(What you are asked to do): From the records below, return every line containing the word "instead".

Stored data
◇ ◇ ◇

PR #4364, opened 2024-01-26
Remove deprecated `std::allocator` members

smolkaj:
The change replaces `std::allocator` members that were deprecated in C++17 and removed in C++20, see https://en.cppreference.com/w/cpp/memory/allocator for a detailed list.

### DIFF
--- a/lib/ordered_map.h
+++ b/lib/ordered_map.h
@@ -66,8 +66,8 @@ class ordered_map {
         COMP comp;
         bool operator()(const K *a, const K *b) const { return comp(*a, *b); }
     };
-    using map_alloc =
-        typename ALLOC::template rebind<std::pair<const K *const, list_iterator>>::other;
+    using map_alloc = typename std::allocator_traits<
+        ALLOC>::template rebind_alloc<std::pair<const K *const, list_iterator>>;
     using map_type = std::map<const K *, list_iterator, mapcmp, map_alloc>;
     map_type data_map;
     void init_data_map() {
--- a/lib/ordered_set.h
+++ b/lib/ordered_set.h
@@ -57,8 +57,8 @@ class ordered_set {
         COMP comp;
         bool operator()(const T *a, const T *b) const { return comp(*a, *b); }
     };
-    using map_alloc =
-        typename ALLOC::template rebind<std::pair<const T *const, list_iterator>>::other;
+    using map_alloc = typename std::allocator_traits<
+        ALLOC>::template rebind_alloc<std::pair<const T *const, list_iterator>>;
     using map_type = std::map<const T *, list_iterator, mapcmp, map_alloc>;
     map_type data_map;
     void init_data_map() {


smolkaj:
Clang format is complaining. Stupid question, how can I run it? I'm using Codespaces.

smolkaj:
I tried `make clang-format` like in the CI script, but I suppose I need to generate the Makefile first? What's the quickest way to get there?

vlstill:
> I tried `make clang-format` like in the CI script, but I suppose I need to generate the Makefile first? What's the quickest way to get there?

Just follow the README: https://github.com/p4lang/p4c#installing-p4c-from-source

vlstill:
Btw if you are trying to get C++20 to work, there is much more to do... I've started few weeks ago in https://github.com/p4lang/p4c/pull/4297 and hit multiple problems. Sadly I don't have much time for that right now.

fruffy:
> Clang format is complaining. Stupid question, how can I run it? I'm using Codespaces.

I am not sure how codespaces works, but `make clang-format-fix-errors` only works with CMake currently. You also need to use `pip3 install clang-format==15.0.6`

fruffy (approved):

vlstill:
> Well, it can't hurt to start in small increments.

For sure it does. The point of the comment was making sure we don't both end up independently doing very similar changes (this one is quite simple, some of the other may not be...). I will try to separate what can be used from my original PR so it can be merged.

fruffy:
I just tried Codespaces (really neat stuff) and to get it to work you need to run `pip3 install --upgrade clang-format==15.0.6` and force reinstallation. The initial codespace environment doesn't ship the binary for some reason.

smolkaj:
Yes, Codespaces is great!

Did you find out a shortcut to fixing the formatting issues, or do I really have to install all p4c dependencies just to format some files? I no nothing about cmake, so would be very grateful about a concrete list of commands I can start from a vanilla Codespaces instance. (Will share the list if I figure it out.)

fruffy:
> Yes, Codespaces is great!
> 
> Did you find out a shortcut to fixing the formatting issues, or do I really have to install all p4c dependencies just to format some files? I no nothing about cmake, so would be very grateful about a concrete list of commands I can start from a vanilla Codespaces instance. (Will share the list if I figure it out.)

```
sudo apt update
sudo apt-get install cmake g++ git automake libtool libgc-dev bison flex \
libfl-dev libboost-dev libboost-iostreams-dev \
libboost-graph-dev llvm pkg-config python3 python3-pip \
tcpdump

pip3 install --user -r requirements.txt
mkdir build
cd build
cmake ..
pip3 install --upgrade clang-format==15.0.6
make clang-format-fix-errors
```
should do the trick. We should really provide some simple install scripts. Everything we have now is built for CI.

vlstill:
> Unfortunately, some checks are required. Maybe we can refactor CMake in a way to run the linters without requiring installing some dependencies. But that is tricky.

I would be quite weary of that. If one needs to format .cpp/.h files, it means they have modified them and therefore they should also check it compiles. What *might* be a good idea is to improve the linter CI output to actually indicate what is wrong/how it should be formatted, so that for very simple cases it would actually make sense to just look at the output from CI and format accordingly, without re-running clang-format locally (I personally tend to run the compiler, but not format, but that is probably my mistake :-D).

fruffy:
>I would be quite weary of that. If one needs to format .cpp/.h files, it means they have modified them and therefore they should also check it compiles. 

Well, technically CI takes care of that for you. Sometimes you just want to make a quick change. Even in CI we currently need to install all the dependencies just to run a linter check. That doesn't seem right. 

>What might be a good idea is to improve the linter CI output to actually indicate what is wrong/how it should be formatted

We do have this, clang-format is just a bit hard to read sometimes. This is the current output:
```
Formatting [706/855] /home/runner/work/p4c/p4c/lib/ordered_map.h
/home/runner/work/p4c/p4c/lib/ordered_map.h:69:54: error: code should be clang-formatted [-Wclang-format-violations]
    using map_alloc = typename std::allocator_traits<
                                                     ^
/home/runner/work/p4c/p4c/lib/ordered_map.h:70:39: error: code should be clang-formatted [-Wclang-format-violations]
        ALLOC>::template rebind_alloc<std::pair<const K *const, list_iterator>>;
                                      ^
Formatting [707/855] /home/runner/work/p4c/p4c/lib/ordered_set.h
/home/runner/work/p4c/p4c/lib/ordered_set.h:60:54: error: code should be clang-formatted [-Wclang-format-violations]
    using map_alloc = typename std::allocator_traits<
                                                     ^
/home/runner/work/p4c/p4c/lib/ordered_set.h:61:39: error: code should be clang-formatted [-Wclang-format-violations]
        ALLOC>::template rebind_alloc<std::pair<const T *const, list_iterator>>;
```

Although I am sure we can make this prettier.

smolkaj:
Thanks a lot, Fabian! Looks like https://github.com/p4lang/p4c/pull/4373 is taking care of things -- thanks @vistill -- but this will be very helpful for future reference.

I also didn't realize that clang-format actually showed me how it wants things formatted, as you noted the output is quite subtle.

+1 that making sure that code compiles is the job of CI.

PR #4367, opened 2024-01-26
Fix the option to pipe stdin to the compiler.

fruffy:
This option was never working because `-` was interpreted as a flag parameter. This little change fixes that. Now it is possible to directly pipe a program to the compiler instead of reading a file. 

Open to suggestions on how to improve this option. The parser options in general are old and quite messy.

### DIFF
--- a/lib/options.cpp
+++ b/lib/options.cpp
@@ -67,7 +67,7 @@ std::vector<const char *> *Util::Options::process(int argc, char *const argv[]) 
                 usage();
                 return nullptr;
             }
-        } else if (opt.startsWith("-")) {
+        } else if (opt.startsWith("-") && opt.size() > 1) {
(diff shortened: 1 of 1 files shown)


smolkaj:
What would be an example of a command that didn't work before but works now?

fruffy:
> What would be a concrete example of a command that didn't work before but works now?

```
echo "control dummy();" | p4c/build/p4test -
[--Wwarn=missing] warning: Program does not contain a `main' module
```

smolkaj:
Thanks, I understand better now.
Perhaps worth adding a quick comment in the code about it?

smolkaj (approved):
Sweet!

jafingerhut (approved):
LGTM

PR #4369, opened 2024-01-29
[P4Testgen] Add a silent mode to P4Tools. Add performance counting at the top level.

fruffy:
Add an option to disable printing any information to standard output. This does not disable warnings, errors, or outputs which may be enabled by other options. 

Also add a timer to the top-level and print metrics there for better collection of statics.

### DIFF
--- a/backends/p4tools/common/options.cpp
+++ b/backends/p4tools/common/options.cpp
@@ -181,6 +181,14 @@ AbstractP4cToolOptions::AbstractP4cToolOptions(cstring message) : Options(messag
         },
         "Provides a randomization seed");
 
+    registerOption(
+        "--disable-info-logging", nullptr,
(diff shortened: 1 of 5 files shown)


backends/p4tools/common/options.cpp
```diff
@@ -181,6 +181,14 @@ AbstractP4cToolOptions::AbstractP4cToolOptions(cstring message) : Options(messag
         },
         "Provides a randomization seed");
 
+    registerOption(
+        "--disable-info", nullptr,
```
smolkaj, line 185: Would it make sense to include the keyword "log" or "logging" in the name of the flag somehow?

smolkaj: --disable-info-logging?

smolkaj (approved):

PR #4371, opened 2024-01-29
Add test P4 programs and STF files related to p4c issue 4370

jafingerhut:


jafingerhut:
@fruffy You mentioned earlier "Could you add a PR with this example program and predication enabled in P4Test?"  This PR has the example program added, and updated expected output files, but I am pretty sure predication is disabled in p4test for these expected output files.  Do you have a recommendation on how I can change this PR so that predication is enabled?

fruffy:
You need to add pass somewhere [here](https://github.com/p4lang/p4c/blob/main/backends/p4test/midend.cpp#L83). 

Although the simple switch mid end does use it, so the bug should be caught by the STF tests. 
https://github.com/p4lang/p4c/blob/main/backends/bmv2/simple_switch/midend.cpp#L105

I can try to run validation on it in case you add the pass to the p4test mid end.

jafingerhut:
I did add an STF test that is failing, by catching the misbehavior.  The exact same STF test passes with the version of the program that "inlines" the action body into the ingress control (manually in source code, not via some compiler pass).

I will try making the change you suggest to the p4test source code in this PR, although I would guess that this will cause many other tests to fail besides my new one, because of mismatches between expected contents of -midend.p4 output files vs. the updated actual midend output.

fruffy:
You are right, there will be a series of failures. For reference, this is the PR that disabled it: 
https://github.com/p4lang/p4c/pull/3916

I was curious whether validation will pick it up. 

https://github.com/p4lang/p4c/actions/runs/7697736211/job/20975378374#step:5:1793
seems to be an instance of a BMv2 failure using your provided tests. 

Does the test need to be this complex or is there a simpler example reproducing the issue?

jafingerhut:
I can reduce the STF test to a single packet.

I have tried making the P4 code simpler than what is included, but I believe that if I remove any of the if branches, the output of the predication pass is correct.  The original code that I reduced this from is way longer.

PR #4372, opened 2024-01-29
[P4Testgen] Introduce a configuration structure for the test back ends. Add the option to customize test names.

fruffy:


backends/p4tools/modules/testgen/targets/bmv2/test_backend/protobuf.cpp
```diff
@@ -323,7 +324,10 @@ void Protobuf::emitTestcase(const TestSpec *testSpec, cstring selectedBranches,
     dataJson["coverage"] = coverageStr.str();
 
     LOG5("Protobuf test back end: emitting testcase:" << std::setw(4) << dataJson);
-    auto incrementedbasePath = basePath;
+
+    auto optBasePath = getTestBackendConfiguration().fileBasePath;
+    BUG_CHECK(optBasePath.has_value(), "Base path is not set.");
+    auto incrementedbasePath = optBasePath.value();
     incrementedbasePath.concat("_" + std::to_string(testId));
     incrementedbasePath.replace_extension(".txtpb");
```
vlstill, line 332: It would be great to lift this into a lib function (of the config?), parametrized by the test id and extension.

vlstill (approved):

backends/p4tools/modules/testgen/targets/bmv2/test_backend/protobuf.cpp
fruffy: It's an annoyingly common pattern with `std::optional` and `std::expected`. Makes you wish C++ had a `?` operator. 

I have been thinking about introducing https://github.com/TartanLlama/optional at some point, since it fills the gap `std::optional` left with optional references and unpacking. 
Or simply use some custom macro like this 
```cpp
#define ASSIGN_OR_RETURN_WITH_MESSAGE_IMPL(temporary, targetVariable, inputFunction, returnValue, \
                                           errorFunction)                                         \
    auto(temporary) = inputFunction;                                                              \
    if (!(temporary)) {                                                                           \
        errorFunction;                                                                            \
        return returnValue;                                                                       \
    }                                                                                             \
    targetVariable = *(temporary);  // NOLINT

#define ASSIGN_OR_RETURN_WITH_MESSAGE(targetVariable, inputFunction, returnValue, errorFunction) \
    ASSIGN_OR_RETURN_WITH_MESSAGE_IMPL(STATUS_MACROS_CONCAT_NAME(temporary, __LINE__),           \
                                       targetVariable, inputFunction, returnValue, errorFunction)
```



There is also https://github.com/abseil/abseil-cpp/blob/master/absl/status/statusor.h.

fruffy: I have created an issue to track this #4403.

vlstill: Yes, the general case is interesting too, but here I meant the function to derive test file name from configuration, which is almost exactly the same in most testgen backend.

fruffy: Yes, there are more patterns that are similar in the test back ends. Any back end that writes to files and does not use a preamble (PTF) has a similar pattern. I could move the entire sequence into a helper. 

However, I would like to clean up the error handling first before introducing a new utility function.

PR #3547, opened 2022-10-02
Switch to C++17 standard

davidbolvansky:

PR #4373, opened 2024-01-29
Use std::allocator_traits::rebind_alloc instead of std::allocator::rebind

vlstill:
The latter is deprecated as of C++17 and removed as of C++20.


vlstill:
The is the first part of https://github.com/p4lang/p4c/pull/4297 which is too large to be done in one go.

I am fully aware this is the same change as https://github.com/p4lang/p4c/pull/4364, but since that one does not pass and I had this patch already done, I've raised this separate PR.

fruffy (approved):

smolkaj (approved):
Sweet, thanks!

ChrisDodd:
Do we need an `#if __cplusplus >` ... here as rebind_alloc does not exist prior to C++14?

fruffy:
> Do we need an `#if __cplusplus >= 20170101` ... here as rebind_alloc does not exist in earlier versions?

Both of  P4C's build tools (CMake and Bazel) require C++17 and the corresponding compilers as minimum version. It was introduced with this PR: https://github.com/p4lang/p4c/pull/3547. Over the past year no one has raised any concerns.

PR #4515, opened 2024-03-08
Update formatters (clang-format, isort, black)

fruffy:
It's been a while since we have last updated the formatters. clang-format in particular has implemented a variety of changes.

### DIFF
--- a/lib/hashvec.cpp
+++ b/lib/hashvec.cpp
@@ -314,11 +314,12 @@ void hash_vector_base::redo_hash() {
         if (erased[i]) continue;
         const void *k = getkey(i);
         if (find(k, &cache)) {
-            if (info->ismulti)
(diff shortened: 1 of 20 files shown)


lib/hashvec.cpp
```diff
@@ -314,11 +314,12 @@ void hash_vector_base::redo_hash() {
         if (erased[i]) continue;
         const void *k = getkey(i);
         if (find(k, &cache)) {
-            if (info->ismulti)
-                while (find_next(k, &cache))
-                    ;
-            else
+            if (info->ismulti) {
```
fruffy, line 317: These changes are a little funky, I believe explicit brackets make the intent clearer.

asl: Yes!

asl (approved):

◇ ◇ ◇

(Exercise answer):
This option was never working because `-` was interpreted as a flag parameter. This little change fixes that. Now it is possible to directly pipe a program to the compiler instead of reading a file. 
Use std::allocator_traits::rebind_alloc instead of std::allocator::rebind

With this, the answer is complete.